Make these presses:
\begin{matrix} 0 &4 &2\\ 1 &2 &0\\ 0 &0 &0 \end{matrix}
To get these values:
\begin{matrix} 5 &8 &6\\ 3 &7 &4\\ 1 &2 &0 \end{matrix}
You can solve the problem via integer linear programming as follows. Let nonnegative integer decision variable $x_{i,j}$ be the number of times that cell $(i,j)$ is pressed. Let binary decision variable $y_{i,j,v}$ indicate whether cell $(i,j)$ contains value $v$. Let $N_{i,j}$ be the neighborhood of cell $(i,j)$, including $(i,j)$ itself.

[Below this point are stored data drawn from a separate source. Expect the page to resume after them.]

PR #216, opened 2020-07-29
(IAC-967) Append null terminators since it is no longer part of the data

sanfrancrisko:
Early ruby versions did not handle wide terminators correctly and would sometime
read past the end of the string causing segfaults. To prevent that, puppet
started embedding a wide terminator within the string. So the ruby string 'hi'
would be encoded as the three character string 'hi\0', and then that would be
encoded as UTF-16LE.

While this works, it creates ambiguity as to whether the "\0" character is part
of the data or not. For example, "hi\n\0".chop is "hi\n" whereas "hi\n".chop is
"hi", and is probably what was intended.

Ruby has since fixed its wide terminator handling, and as of Puppet 7, the
`wide_string` method no longer embeds a terminator in the string. So update the
registry module to explicitly add the terminator(s) before calling
RegSetValueExW`.

### DIFF
--- a/lib/puppet/provider/registry_value/registry.rb
+++ b/lib/puppet/provider/registry_value/registry.rb
@@ -178,16 +178,30 @@ Puppet::Type.type(:registry_value).provide(:registry) do
     raise error
   end
 
+  def wide_string_to_bytes(data)
+    bytes = Puppet::Util::Windows::String.wide_string(data).bytes.to_a
+    # versions prior to 7 embedded a wide null in the string content to work
+    # around ruby bugs, see PUP-3970
+    if Puppet::PUPPETVERSION[0].to_i >= 7
+      bytes << 0 << 0
+    else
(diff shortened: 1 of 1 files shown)


sanfrancrisko:
**Tests**
- [ ] CI tests passing
- [ ] Release checks with `Puppet 6` passing
- [ ] Release checks with `Puppet 7` passing
- [ ] Release checks on `puppetlabs-motd` module using `joshcooper/puppetlabs-registry@fd9ec3953be357316726465e5fb92d36c5634e23` with `Puppet 6` passing
- [ ] Release checks on `puppetlabs-motd` module using `joshcooper/puppetlabs-registry@fd9ec3953be357316726465e5fb92d36c5634e23` with `Puppet 6` passing

pmcmaw:
LGTM. Thanks @joshcooper :-)

PR #254, opened 2021-08-19
Add possibility to produce a detailed error message 

reidmv:
Previously, the validation procedures were occuring in the #munge
method. This was a problem because if #munge raises an exception, the
error displayed to the user is opaque. If the data input is not valid,
the error should be raised in the #validate method. This will ensure
that the output given to the user includes information about the class,
resource, and parameter which is in error.

### DIFF
--- a/lib/puppet/type/registry_value.rb
+++ b/lib/puppet/type/registry_value.rb
@@ -175,6 +175,15 @@ Puppet::Type.newtype(:registry_value) do
     end
   end
 
+  validate do
+    # To ensure consistent behavior, always require a value for the data
+    # property. This validation can be removed if we remove the default value
+    # for the data property, for all data types.
+    if property(:data).nil?
+      raise ArgumentError, "No value supplied for required property 'data'"
+    end
+  end
+
   # Autorequire the nearest ancestor registry_key found in the catalog.
   autorequire(:registry_key) do
     req = []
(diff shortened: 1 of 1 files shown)


binford2k:
@reidmv if I'm reading this correctly, it doesn't add or remove any functionality at all, it just moves it to become more visible. Is that correct?

reidmv:
@binford2k that is correct, or, that is the intention, yes. The objective is to eliminate the possibility of an error like the following from being encountered:

```
Error: Failed to apply catalog: The data must be a valid DWORD:
```

And instead return an error like this one:

```
Error: Validation of Registry_value[HKLM\System\Value] failed: No value supplied for required property 'data' (line: 1)
```

Note that I've just added another two commits. I discovered that the real problem wasn't where the error was raised, munge vs. validate, but that the default value for the property wasn't passing validation when type was set to dword or qword. So, this commit now does include an additional internal change: it removes the invalid default value for those data types, but adds a type-level validation to require that the user set the property.

Unfortunately, it doesn't look like there's currently an easier way to produce a sane error message without changing the behavior of registry_value in some way (even if minor). Puppet doesn't seem to have been built to accommodate the scenario of a type supplying a default value that doesn't pass its own validation routines... 🤷

daianamezdrea (approved):

michaeltlombardi (approved):

daianamezdrea:
Thank you for your contribution, @reidmv !

PR #283, opened 2023-04-28
(MODULES-11424) Fix for wrong path in require

Rewerson:
Fix for error like:
Puppet Evaluation Error: Error while evaluating a Resource Statement, Could not autoload puppet/type/registry_value: no such file to load -- /etc/puppetlabs/code/environments/production/modules/registry/lib/puppet/type../../puppet_x/puppetlabs/registry


LukasAud:
Sorry for the long delay in approval.

Clebam:
Hi, I'm facing the same issue and even though I couldn't pinpoint the issue exactly, I don't think the fix is the right one. (even though it works)

For instance all dsc ressources uses the same call and runs without issue. (for instance : https://github.com/puppetlabs/puppetlabs-dsc/blob/main/lib/puppet/type/dsc_adcscertificationauthority.rb#L4 )

I really can't explain why it works though because the only instances of the path ending with a '/' when you request 'dirname' is when you're at the root ('/' on linux, 'C:/' on windows for instance)

Moreover it seems that only windows related module uses this call to "Pathname.new"

I'm still trying to figure out how and why this work with other modules, but I am not sure the fix proposed is ok. (Besides the fact that it works.)

Clebam:
FYI I ask puppet community slack (https://puppetcommunity.slack.com/archives/C0W1X7ZAL/p1685634200481399) and was told to use `require_relative` 
https://github.com/puppetlabs/puppetlabs-iis/blob/d2765c2c13755e56ed440de1e44f043c0c88c9fe/lib/puppet/type/iis_application.rb#L4

(I still can't explain why the dsc resources work)

Clebam:
FYI I opened a PR on the same subject (I couldn't find a way to contribute here :( ) https://github.com/puppetlabs/puppetlabs-registry/pull/287

PR #287, opened 2023-06-06
(MODULES-11424) Fix requirement method

Clebam:
This is related to this PR : https://github.com/puppetlabs/puppetlabs-registry/pull/283

Having discussed this subject on puppet slack, it is recommended to use require_relative for this purpose.

# The problem
 require fails to find the path because of concatenation.

# The cause
This fix : https://github.com/puppetlabs/puppetlabs-registry/commit/2e11fe6798ecd8ea5d46ea133bb70cc71f2452da
The thing is "Pathname" override the behavior of the "+" sign to handle the missing "/" in the path ( https://ruby-doc.org/stdlib-2.6.3/libdoc/pathname/rdoc/Pathname.html#method-i-2B )

# The fix
As mentionned, it is recommended to use `require_relative`

### DIFF
--- a/lib/puppet/provider/registry_key/registry.rb
+++ b/lib/puppet/provider/registry_key/registry.rb
@@ -1,15 +1,7 @@
 # frozen_string_literal: true
 
-# REMIND: need to support recursive delete of subkeys & values
-begin
-  # We expect this to work once Puppet supports Rubygems in #7788
-  require 'puppet_x/puppetlabs/registry'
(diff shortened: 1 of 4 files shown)


jordanbreen28:
Thanks @Clebam!
Using `require_relative` is the preferred approach here, I've kicked the tests and lets 👀 what happens

jordanbreen28 (approved):

PR #316, opened 2025-09-18
Add support for Sensitive data in registry_value

buminks:
## Summary
In the case, that you want to store a credential in registry, the credential is shown in clear text in log / puppetboard.
This change adds the support for Sensitive data in the registry module. So credentials are now shown in the log anymore.

## Checklist
- [x] 🟢 Spec tests.
- [x] 🟢 Acceptance tests.
- [x] Manually verified. (For example `puppet apply`)

PR #319, opened 2026-04-16
(PA-8354): Add support for Sensitive data in registry_value

span786:
- Updated REFERENCE.md to include Sensitive[String] in the data type options.
- Enhanced registry_value provider to unwrap Sensitive values before processing.
- Modified registry_value type to handle Sensitive data during value munging.
- Updated value.pp documentation to demonstrate usage of Sensitive types.
- Added unit tests to verify support for Sensitive data across different types.

PR created to run acceptance test against PR #316

### DIFF
--- a/REFERENCE.md
+++ b/REFERENCE.md
@@ -164,11 +164,13 @@ Data type:
 Optional[Variant[
       String,
       Numeric,
-      Array[String]
+      Array[String],
+      Sensitive[String]
   ]]
 ```
 
-The data to place inside the registry value.
+The data to place inside the registry value. Can be a String, Numeric, Array[String],
+or Sensitive[String] for sensitive data like passwords.
 
 Default value: `undef`
 
--- a/REFERENCE.md
+++ b/REFERENCE.md
@@ -164,13 +164,14 @@ Data type:
 Optional[Variant[
       String,
       Numeric,
-      Array[String],
+      Array[Variant[String, Sensitive[String]]],
       Sensitive[String]
   ]]
 ```
 
-The data to place inside the registry value. Can be a String, Numeric, Array[String],
-or Sensitive[String] for sensitive data like passwords.
+The data to place inside the registry value. Can be a String, Numeric,
+Array[Variant[String, Sensitive[String]]], or Sensitive[String] for
+sensitive data like passwords.
 
 Default value: `undef`
 
@@ -260,4 +261,3 @@ The path to the registry value to manage.
 
 The specific backend to use for this `registry_value` resource. You will seldom need to specify this --- Puppet will
 usually discover the appropriate provider for your platform.
-
--- a/examples/sensitive_example.pp
+++ b/examples/sensitive_example.pp
@@ -1,0 +1,26 @@
+# Example demonstrating Sensitive[String] support in registry::value
+# This example shows how to use Sensitive types for sensitive data like passwords
+
+# Create a sensitive password value
+$sensitive_password = Sensitive('mysecretpassword123')
+
+# Use the sensitive password in a registry value
+registry::value { 'DefaultPassword':
+  key  => 'HKLM\Software\MyApp',
+  data => $sensitive_password,
+  type => 'string',
+}
+
+# You can also use it directly inline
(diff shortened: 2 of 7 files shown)


skyamgarp:
## Code review issues

- **Critical bug**: the `data` property uses `array_matching: :all`, whose `insync?` in Puppet core never calls `property_matches?` — it does a raw `is == @should` comparison instead. Since `Sensitive#==`/`#to_s` never match plaintext, any `Sensitive`-wrapped `data` value is **always reported out of sync**, so Puppet rewrites the registry value on every single run (never converges). Verified empirically: plain strings converge fine via `insync?`; `Sensitive`-wrapped values never do, even when the underlying value already matches.
- As a consequence, all the new sensitive-aware logic in `property_matches?` and `normalize_comparable` (`lib/puppet/type/registry_value.rb:125-130, 195-210`) is **dead code** — never executed by a real Puppet run.
- The new `property_matches?` unit test calls the method directly with full arrays, bypassing `insync?` entirely — gives false confidence and doesn't catch the bug above.
- No idempotency/"apply twice" test exists (unit or acceptance) that would have caught this.
- Edge case: a raw `registry_value` resource with `data => Sensitive(['a','b'])` (whole array wrapped, not per-element) triggers a misleading "can only contain string values" error in the `:array` validate branch.
- Provider's `to_native` unwrap (`lib/puppet/provider/registry_value/registry.rb`) is redundant with the type's own unwrap/rewrap — harmless but uncommented as such; also has zero dedicated test coverage (though no provider specs exist in this repo at all pre-PR).
- Minor style: redundant comment `# Unwrap Sensitive values if present` restates the code.

**Recommendation:** hold this PR until the `insync?`/idempotency bug is fixed and covered by a test that exercises `insync?` (or an acceptance test doing two applies), not just `property_matches?` directly.

---
🤖 Generated by [Claude Code](https://claude.com/claude-code)

span786:
Fixed in a7d5b5b.

You were right — `array_matching: :all` makes `Puppet::Property#insync?` do a raw `is == @should` comparison and skip `property_matches?` entirely, so any `Sensitive`-wrapped `data` was always reported out of sync and rewritten on every run.

Overrode `insync?` on the `data` property to zip `is`/`@should` and delegate to `property_matches?` per element, which is what makes the existing Sensitive-aware `property_matches?`/`normalize_comparable` logic reachable at runtime.

Also added tests that exercise `insync?` directly (not `property_matches?` in isolation, which you correctly flagged as giving false confidence) covering string/array convergence, a mismatch case, and idempotency across two applies. Verified these catch the regression: reverting the `insync?` override locally makes 3 of the 5 new tests fail as expected.

Dropped the redundant `# Unwrap Sensitive values if present` comment in the provider's `to_native` too.

Full suite (316 examples) passes and rubocop is clean.

span786:
## Can these commits be split apart?

Short answer: no, they're dependent, not independent chunks of work.

Buminks' 3 commits (`2f38e3b`, `9064f35`, `7804710`) introduce Sensitive-data support in `registry_value.rb` — the munge/validate blocks, `REFERENCE.md` docs, and the `value.pp` example. The 5 commits that follow aren't a separate feature; they rewrite and patch that exact code:

- `ab3e93b` ("Preserve sensitive registry data") replaces buminks' munge/validate blocks wholesale, introducing `sensitive_value?`, `unwrap_sensitive`, `rewrap_sensitive`, `normalize_comparable`, and `property_matches?`.
- `f40fc23`, `bbb72c2`, `d74056c` incrementally patch bugs in that same code.
- `a7d5b5b` (mine) fixes the `insync?` convergence bug in that same code, and only works because those helper methods already exist.

Given that dependency, we have two options:

- **(A)** Leave PR #319 as-is (all 8 commits, already fixed and pushed).
- **(B)** Set up a stacked PR: reset #319 back to the 3 buminks commits (force-push, which temporarily reintroduces the known convergence bug) and open a second PR, based on that branch, with the 5 commits squashed into one.

I'd rather not overcomplicate this — let's go with **(A)** and keep things as they are.

amitkarsale (approved):

PR #1444, opened 2021-03-29
Box: add `as` prop to use semantic tags

dangerismycat:
For SEO and a11y purposes, we need to improve our support for semantic HTML elements. A simple way to accomplish this is to add a new prop to Box that will allow that component to output more than just `div` elements. This PR adds the prop `as`, which is an enum of block-level elements. This enum should cover our current use cases, and is easily added to in the future.

### Test Plan

The easiest way to verify this is working is to navigate to the Box docs on the preview link, then add something like `as="article"` to a Box example. Inspect the element and note that it now uses the `<article>` tag instead of `<div>`.

### DIFF
--- a/packages/gestalt/src/Box.js
+++ b/packages/gestalt/src/Box.js
@@ -203,10 +203,10 @@ const disallowedProps = [
 ];
 
 type OutputType =
-  | Element<'div'>
   | Element<'article'>
   | Element<'aside'>
   | Element<'details'>
+  | Element<'div'>
   | Element<'figcaption'>
   | Element<'figure'>
   | Element<'footer'>
--- a/packages/gestalt/src/Box.js
+++ b/packages/gestalt/src/Box.js
@@ -25,6 +25,7 @@ import {
   type AlignContent,
   type AlignItems,
   type AlignSelf,
+  type As,
   type BorderStyle,
   type Bottom,
   type Column,
@@ -50,6 +51,7 @@ import {
   AlignContentPropType,
   AlignItemsPropType,
   AlignSelfPropType,
+  AsPropType,
   BorderStylePropType,
   ColorPropType,
   ColumnPropType,
@@ -98,6 +100,7 @@ type Props = {
   alignContent?: AlignContent,
   alignItems?: AlignItems,
   alignSelf?: AlignSelf,
+  as?: As,
   bottom?: Bottom,
   borderStyle?: BorderStyle,
   color?: Color,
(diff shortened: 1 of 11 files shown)


packages/gestalt/src/contexts/ScrollBoundaryContainer.js
```diff
@@ -34,6 +34,8 @@ function ScrollBoundaryContainerProvider({ children }: Props): Element<typeof Pr
   const scrollBoundaryContainerContext = {
     scrollBoundaryContainerRef,
     addRef: useCallback((ref) => {
+      // Cannot call `setScrollBoundaryContainerRef` with `ref` bound to the first parameter because a call signature declaring the expected parameter / return type is missing in  `HTMLElement` [1] but exists in  function type [2].
```
dangerismycat, line 37: I'm a bit confused by this one. Not sure where I should be adding a return type

packages/gestalt/src/Box.js
```diff
@@ -199,19 +202,36 @@ const disallowedProps = [
...
+  | Element<'figcaption'>
+  | Element<'figure'>
+  | Element<'footer'>
+  | Element<'header'>
+  | Element<'main'>
+  | Element<'mark'>
+  | Element<'nav'>
+  | Element<'section'>
+  | Element<'summary'>
+  | Element<'time'>;
```
christianvuerings, line 219: @dangerismycat I would suggest to only allow `block` elements for now and add `inline` elements as needed.

E.g. `<Box as="time" padding={4}>` might not do what folks expect. Unless we make `display: block` the default for now.

packages/gestalt/src/contexts/ScrollBoundaryContainer.js
christianvuerings: Would be good to figure this one out before merging.

packages/gestalt/src/Box.js
dangerismycat: Works for me. Is there a list somewhere of which of these elements are inline vs block?

packages/gestalt/src/contexts/ScrollBoundaryContainer.js
dangerismycat: Does that error message suggest anything to you? I can't tell what it's trying to communicate.

AlbertCarreras: try 

` scrollBoundaryContainerRef: ?HTMLElement,`

dangerismycat: genius! 😅

AlbertCarreras (approved):

PR #1448, opened 2021-03-31
Docs: fix Flow type in Docs for Tabs

AlbertCarreras:


dangerismycat (approved):
Good catch! Thanks for this!

PR #1450, opened 2021-03-31
Link/Button/IconButton/TapArea +composed components: always pass disableOnNavigation to onClick

AlbertCarreras:
`disableOnNavigation`  is not always passed to onClick. Within Link or Internal Link, it does disable the logic from Provider. 

Outside of it, it's just a noop function.

This change changes the flow type so `disableOnNavigation` isn't optional. This prevents having to call `disableOnNavigation` with optional chaining `disableOnNavigation?.()` in the best of the cases or conditional statements within `onClick`:

`disableOnNavigation && disableOnNavigation()
`
`if (disableOnNavigation)  disableOnNavigation()
`

This change won't break code but might require cleaning optional chaining to prevent eslint complains.

### DIFF
--- a/packages/gestalt/src/TapArea.js
+++ b/packages/gestalt/src/TapArea.js
@@ -36,7 +36,7 @@ type BaseTapArea = {|
     | SyntheticKeyboardEvent<HTMLDivElement>
     | SyntheticMouseEvent<HTMLAnchorElement>
     | SyntheticKeyboardEvent<HTMLAnchorElement>,
-    {| disableOnNavigation?: () => void |},
+    {| disableOnNavigation: () => void |},
   >,
   tabIndex?: -1 | 0,
   rounding?: Rounding,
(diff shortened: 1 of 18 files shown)


packages/gestalt/src/TapArea.js
```diff
@@ -119,9 +119,18 @@ const TapAreaWithForwardRef: React$AbstractComponent<unionProps, unionRefs> = fo
     },
   );
 
+  const handleOnKeyPress = (event) => {
+    // Check to see if space or enter were pressed
+    if (!disabled && onTap && keyPressShouldTriggerTap(event)) {
+      // Prevent the default action to stop scrolling when space is pressed
+      event.preventDefault();
+      onTap({ event, disableOnNavigation: () => {} });
```
dangerismycat, line 127: Is this casting the type of disableOnNavigation? If so, I think we want `void` instead of `{}`

dangerismycat (approved):

packages/gestalt/src/TapArea.js
AlbertCarreras: no, this is setting `disableOnNavigation` to  `() => {}`, not a type, but the value

dangerismycat: Oh I see, sometimes hard to read between object literals and renamed destructuring and Flow declarations and… 😅

PR #1451, opened 2021-04-01
Docs: Fix outdated What's New Page

christianvuerings:
https://cdn.jsdelivr.net heavily caches their files so our What's New Page stays outdated for a while.

## Before

image

## After

image

### DIFF
--- a/docs/src/What's New.doc.js
+++ b/docs/src/What's New.doc.js
@@ -13,7 +13,7 @@ function Changelog() {
   useEffect(() => {
     const fetchChangelog = async () => {
       const result = await fetch(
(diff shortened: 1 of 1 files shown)


jimaek:
If you know the latest release you could instead do this and cache would not be a problem https://cdn.jsdelivr.net/gh/pinterest/gestalt@21.4.1/CHANGELOG.md
But not sure how accessible that information is

christianvuerings:
> If you know the latest release you could instead do this and cache would not be a problem https://cdn.jsdelivr.net/gh/pinterest/gestalt@21.4.1/CHANGELOG.md
> But not sure how accessible that information is

That's correct, however it would require us to update the link for every release.

AlbertCarreras (approved):

AlbertCarreras (approved):

PR #1457, opened 2021-04-05
Docs: updated Docs for ZIndex Classes

AlbertCarreras:
Docs: updated Docs for ZIndex Classes

### DIFF
--- a/docs/src/ZIndex Classes.doc.js
+++ b/docs/src/ZIndex Classes.doc.js
@@ -1,181 +1,660 @@
 // @flow strict
 import React, { type Node } from 'react';
-import { Box, Flex, Icon, Text } from 'gestalt';
-import Example from './components/Example.js';
-import Card from './components/Card.js';
 import PageHeader from './components/PageHeader.js';
-import Markdown from './components/Markdown.js';
+import FeedbackCallout from './components/FeedbackCallout.js';
+import MainSection from './components/MainSection.js';
 
 const cards: Array<Node> = [];
 const card = (c) => cards.push(c);
+
+card(<FeedbackCallout componentName="zIndex Classes" />);
 
 card(
   <PageHeader
     name="zIndex Classes"
     fileName="zIndex"
-    description="FixedZIndex and CompositeZIndex are 2 classes that generate z-index for the Box and Sticky components."
+    description="FixedZIndex and CompositeZIndex are utility classes that generate z-indexes for Gestalt components."
   />,
 );
 
 card(
-  <Card name="FixedZIndex">
-    <Flex alignItems="start" direction="column" gap={4}>
-      <Text>
-        FixedZIndex is used for setting fixed z-index values. FixedZIndex must be instantiated with
-        a number.
-      </Text>
-      <Box padding={2} color="lightGray" rounding={2}>
-        <Markdown
-          text="
+  <MainSection name="FixedZIndex">
+    <MainSection.Subsection columns={2}>
+      <MainSection.Card
+        cardSize="lg"
+        description={`
+FixedZIndex is used for setting fixed z-index values. Use this class when you want to create an initial z-index to stack others on top of. FixedZIndex must be instantiated with a number.
 ~~~jsx
 import { FixedZIndex } from 'gestalt';
+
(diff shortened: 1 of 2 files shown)


docs/src/ZIndex Classes.doc.js
```diff
@@ -1,181 +1,660 @@
...
-    <Flex alignItems="start" direction="column" gap={4}>
-      <Text>
-        FixedZIndex is used for setting fixed z-index values. FixedZIndex must be instantiated with
-        a number.
-      </Text>
-      <Box padding={2} color="lightGray" rounding={2}>
-        <Markdown
-          text="
+  <MainSection name="FixedZIndex">
+    <MainSection.Subsection columns={2}>
```
dangerismycat, line 22: Can/should these be full-width?

docs/src/ZIndex Classes.doc.js
```diff
@@ -1,181 +1,660 @@
...
+        description={`
+Extract z-index values from both zIndex classes to use in non-Gestaltifiable HTML Tags. See [z-index in non-Gestalt components](#z-index-in-non-Gestalt-components) to learn more.
 ~~~jsx
-const customButton = <CustomButton zIndex={fixedZindex.index()}/>;
+import { FixedZIndex } from 'gestalt';
+
+const fixedZindex = new FixedZIndex(1);
+
+const canvas = (
+  <canvas
```
dangerismycat, line 217: This is a great example, btw! 👍

docs/src/ZIndex Classes.doc.js
```diff
@@ -1,181 +1,660 @@
...
-            text="
+`}
+      />
+    </MainSection.Subsection>
+    <MainSection.Subsection columns={2}>
+      <MainSection.Card
+        cardSize="lg"
+        type="do"
+        description={`
+Use Layer instead of zIndex when a component needs to visually break out of its parent container, for example, in the case of [modals](/Modal), [sheets](/Sheet) and [tooltips](/Tooltip). See [z-Index in foundational components](#zIndex-in-foundational-components) and [ZIndex in Layer](#zIndex-in-Layer) to learn more.
```
dangerismycat, line 233: I think the Don't example here would be something like
```js
<Box zIndex={1000000}>
  <Modal />
<Box>
```

docs/src/ZIndex Classes.doc.js
```diff
@@ -1,181 +1,660 @@
...
+card(
+  <MainSection name="Variants">
+    <MainSection.Subsection
+      title="zIndex in foundational components"
+      description={`
+[Box](/Box), [Sticky](/Sticky), and [Layer](/Layer) are foundational components that have zIndex props. If any other components need to be positioned within their stacking context, wrap with one of these foundational components to set the z-index.
+
+In the case of Layer, this foundational components creates a new stacking context. Unless there's a conflict with another z-index, don't pass unnecessary zIndex to Layer.
+
+The following example sets a z-index in the Layer wrapping [Sheet](/Sheet) to position Sheet over the page header in the Docs. Set \`HeaderPageZIndex\` below 10 to see the importance of z-index in this example.`}
```
dangerismycat, line 258: `PAGE_HEADER_ZINDEX`

dangerismycat (approved):
This looks great! Such a huge improvement over the previous z-index docs. Thanks for this work!

Go ahead and add that Don't example if you agree, then merge this. There are some grammar nits but it'll be faster if I follow-up with a separate PR for those.

docs/src/ZIndex Classes.doc.js
AlbertCarreras: YEP! good catch

DONE

docs/src/ZIndex Classes.doc.js
AlbertCarreras: DONE

docs/src/ZIndex Classes.doc.js
AlbertCarreras: we have a max-width on markdown, so this is expected

docs/src/ZIndex Classes.doc.js
AlbertCarreras: DONE

PR #1458, opened 2021-04-05
Typeahead: Fix static `value` bug

dangerismycat:
Typeahead initializes its displayed value with the passed-in `value` prop (if present), but ignores any changes to that prop. So if, say an action elsewhere on the page causes a new `value` to be passed in, Typeahead completely ignores it.

This PR adds a useEffect to listen for any changes to `value` and update the internal displayed value variable accordingly.

### Test Plan

I recommend copying the code from [this sandbox](https://codesandbox.io/s/default-item-example-forked-5z7sb?file=/example.js:179-183) into one of the docs examples, then play around and see if you can break it. You should be able to select a new value via the dropdown or by typing, and the programmatic selection via the buttons should work fine as well.

### DIFF
--- a/packages/gestalt/src/Typeahead.js
+++ b/packages/gestalt/src/Typeahead.js
@@ -88,7 +88,12 @@ const TypeaheadWithForwardRef: React$AbstractComponent<Props, HTMLInputElement> 
 
   // Track input value
   const defaultOption: OptionObject | null = findDefaultOption(value);
-  const [search, setSearch] = useState<string>(defaultOption?.label || '');
+  const displayValue = defaultOption?.label ?? '';
+  const [search, setSearch] = useState<string>('');
+  // Make sure we respect any external changes to `value`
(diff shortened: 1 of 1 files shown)


AlbertCarreras:
It's almost there. 

Select a value (7) from the dropdown. Open dropdown again, 7 should be selected.
Select a value (6) with the button. Open dropdown again, 6 should be selected but it's not, 7 remains selected.

dangerismycat:
Ah, good catch. The selected option is being tracked separately from the displayed option for some reason. Updating…

dangerismycat:
Updated to set the selected item as well. This will show a stale hover state, but that's a separate bug that may not be worth fixing for now.

AlbertCarreras:
@dangerismycat can you rerun?

AlbertCarreras (approved):
Thanks for fixing this.

PR #1462, opened 2021-04-07
Callout, Upsell: Convert title to text instead of heading

ayeshakmaz:
Convert the H3 in Callout and Upsell to plain text

## Test Plan

update snap shots, visually ensure the same styling


packages/gestalt/src/headingStyles.js
```diff
@@ -0,0 +1,13 @@
+// @flow strict
```
ayeshakmaz, line 1: Created this to make future updates easier, but open to other format suggestions if this isn't ideal

dangerismycat: Can we compose this in a CSS file instead? Possibly in Heading.css?

ayeshakmaz: Always forget about compose, great call! Updated!

dangerismycat (approved):

PR #1464, opened 2021-04-08
Docs: dogfood Gestalt ESLint rules on our docs

christianvuerings:
Let's [dogfood](https://en.wikipedia.org/wiki/Eating_your_own_dog_food) our ESLint rules on our own docs:

* Helps with spotting issues with our rules
* Ensures our docs are up to the highest coding standards (perhaps this is an exaggeration) 

## Test Plan

* ESLint passes in CI
* Modified docs pages still look good


docs/src/components/FeedbackCallout.js
```diff
@@ -14,26 +14,24 @@ export default function FeedbackCallout({ componentName }: Props): Node {
   const link = `${BASE_LINK}${componentName}`;
 
   return (
-    <Box marginLeft={-1} marginRight={-1}>
```
christianvuerings, line 17: `marginLeft` and `marginRight` are no longer supported on `Box` so this didn't do anything

packages/eslint-plugin-gestalt/src/button-icon-restrictions.js
```diff
@@ -1,6 +1,5 @@
 /**
  * @fileoverview Require specific props when using an icon with Button
- * @author Ryan James <rjames@pinterest.com>
```
christianvuerings, line 3: Removed all authors, no reason to make these public

packages/eslint-plugin-gestalt/src/button-icon-restrictions.js
```diff
@@ -50,7 +49,7 @@ const rule = {
           return;
         }
         importedComponent = decl.specifiers.some((node) => {
-          const isValidComponent = node.imported.name === componentName;
+          const isValidComponent = node.imported?.name === componentName;
```
christianvuerings, line 52: Discovered an issue with a prop called `name` on the `Example.js` page:

https://github.com/pinterest/gestalt/blob/fe1aa734f729e9ce5b249b0b820c7d466a180e18/docs/src/components/Example.js#L40

docs/src/components/FeedbackCallout.js
dangerismycat: weird that Flow wasn't complaining about this given that we removed those props a while ago…

dangerismycat (approved):
Awesome, thanks Christian!

dangerismycat:
Closed without merging?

The problem is to minimize
$$\sum_{i,j} x_{i,j} \tag1$$ subject to:
\begin{align}
\sum_{v\in V} y_{i,j,v} &= 1 &&\text{for all $i$ and $j$} \tag2 \\
\sum_{i,j} y_{i,j,v} &\le 1 &&\text{for all $v$} \tag3 \\
\sum_{(\bar{i},\bar{j})\in N_{i,j}} x_{\bar{i},\bar{j}} &= \sum_{v\in V} v\ y_{i,j,v} &&\text{for all $i$ and $j$} \tag4
\end{align}
The objective function $(1)$ is the total number of presses. Constraint $(2)$ enforces one value per cell. Constraint $(3)$ enforces at most one cell per value. Constraint $(4)$ links the number of presses in the neighborhood to the value in the cell.